Format: JSON list of {{"entity": "name", "type": "person/place/thing", "relationships": [{{"to": "other", "type": "works_with/located_in/etc"}}]}}"""
        response = await self.llm.generate(prompt)
        return json.loads(response)

Memory Retrieval Strategies

StrategyUse Case
Semantic search”Find similar past conversations”
Entity lookup”What’s the user’s company?”
Temporal recall”What did we discuss last week?”
Structured query”List all API integrations mentioned”

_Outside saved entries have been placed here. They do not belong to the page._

PR #1079, opened 2020-04-14
Atomiks fix/modifiers data types

FezVrasta:
Same as https://github.com/popperjs/popper-core/pull/1071, but with TS fixes

### DIFF
--- a/src/types.js
+++ b/src/types.js
@@ -90,7 +90,39 @@ export type State = {|
   attributes: {|
     [key: string]: { [key: string]: string | boolean },
   |},
-  modifiersData: { [key: string]: any },
+  modifiersData: {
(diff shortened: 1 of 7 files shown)


src/types.js
```diff
@@ -69,6 +69,9 @@ export type StateOffsets = {|
   arrow?: Offsets,
 |};
 
+/*:: type OffsetData = { [Placement]: Offsets }; */
+/*;; type OffsetData = { [key in Placement]?: Offsets } */
```
FezVrasta, line 73: @atomiks from now on we can use this syntax to define TS-specific types. They will be ignored by Flow, and TS ignores the ones within `/*::` comment blocks.

PR #1080, opened 2020-04-16
Type enhancements

lsroman:
Hello. Thanks for the great library.

I am switching to v2 and I have some problems with types from popperJS.

1. My eslint gives an export error and does not find types.
Screenshot 2020-04-16 at 12 53 08
2. I wrapping popper and would like to get options types for default modifiers
Screenshot 2020-04-16 at 12 54 34

### DIFF
--- a/package.json
+++ b/package.json
@@ -6,6 +6,7 @@
   "main:umd": "dist/umd/popper.js",
   "module": "lib/popper.js",
   "unpkg": "dist/umd/popper.min.js",
+  "types": "index.d.ts",
   "author": "Federico Zivolo <federico.zivolo@gmail.com>",
   "license": "MIT",
   "repository": "github:popperjs/popper-core",
--- a/package.json
+++ b/package.json
@@ -6,7 +6,6 @@
   "main:umd": "dist/umd/popper.js",
   "module": "lib/popper.js",
   "unpkg": "dist/umd/popper.min.js",
-  "types": "index.d.ts",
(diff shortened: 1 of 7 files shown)


package.json
```diff
@@ -6,6 +6,7 @@
   "main:umd": "dist/umd/popper.js",
   "module": "lib/popper.js",
   "unpkg": "dist/umd/popper.min.js",
+  "types": "index.d.ts",
```
FezVrasta, line 9: We already have a root `index.d.ts`, I don't want to add an ambiguous property to the package.json, since it doesn't make it clear if it's referring to Flow or TypeScript.

lsroman: Hmm... I did not think about Flow(

FezVrasta: Anyways, the imports seem to work correctly here:
https://codesandbox.io/s/angry-fog-pcjfp?file=/src/index.ts

Probably your configuration has something off, TS has like... 1 bilion different options, incompatible with each other.

lsroman: Problem is not in TS, it works. Types cannot find eslint. Now I will make an example.

Field "types"/"typings" assigned to typescript. https://github.com/facebook/flow/issues/5994

FezVrasta: If ESlint doesn't use the root `index.d.ts` that's a bug with the ESLint plugin, they should fix it.

lsroman: Okey, I will create a issue for them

Choosing the Right Pattern

Task ComplexityRecommended Pattern
Simple Q&A with tool useReAct
Multi-step workflowPlan-and-Execute
Cross-functional automationMulti-Agent
Critical operations (finance, health)Tool Use + Reflection
Persistent user relationshipsAny pattern + Memory

Common Pitfalls

The Infinite Loop

# BAD: No iteration limit
while not task_complete:
    agent.step()

# GOOD: Bounded execution
for i in range(max_iterations):
    if task_complete:
        break
    agent.step()

The Context Explosion

# BAD: Unlimited context growth
context += f"Step {i}: {result}\n"

# GOOD: Summarize old context
if len(context) > 100000:
    context = await agent.summarize(context)

The Tool Overload

# BAD: 50 tools confuses the agent
tools = [tool1, tool2, ..., tool50]

# GOOD: Group tools by function
research_tools = [search, scrape, summarize]
code_tools = [execute, lint, test]

Production Checklist

  • Set maximum iteration limits
  • Implement timeout handling
  • Add cost tracking per request
  • Log all tool calls for debugging
  • Cache frequent tool results
  • Implement graceful degradation
  • Add human-in-the-loop for critical decisions
  • Monitor hallucination rates
  • A/B test different prompts
  • Version control your agent configurations

Summary

  • ReAct: Simple, effective for single-step reasoning. Think → Act → Observe.
  • Plan-and-Execute: Complex workflows need upfront planning.
  • Multi-Agent: Scale to enterprise by specializing agents.
  • Tool Use + Reflection: Verify results, don’t blindly trust.
  • Memory: Context across sessions separates toys from tools.

The best agents combine these patterns. Start with ReAct, add planning for complexity, specialize into multi-agent for scale, and always verify critical operations.